- _Work required_: Word for word, reproduce every line of the data.

- _Available data_:
BEGIN
PR #3140, opened 2024-12-17
Cb 5448 sql assist doesnt work after alias with enabled use long object names

sergeyteleshev:


webapp/packages/plugin-sql-editor-new/src/SQLEditor/useSqlDialectAutocompletion.ts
END
- _Answer to this exercise_:
PR #3140, opened 2024-12-17
Cb 5448 sql assist doesnt work after alias with enabled use long object names

sergeyteleshev:


webapp/packages/plugin-sql-editor-new/src/SQLEditor/useSqlDialectAutocompletion.ts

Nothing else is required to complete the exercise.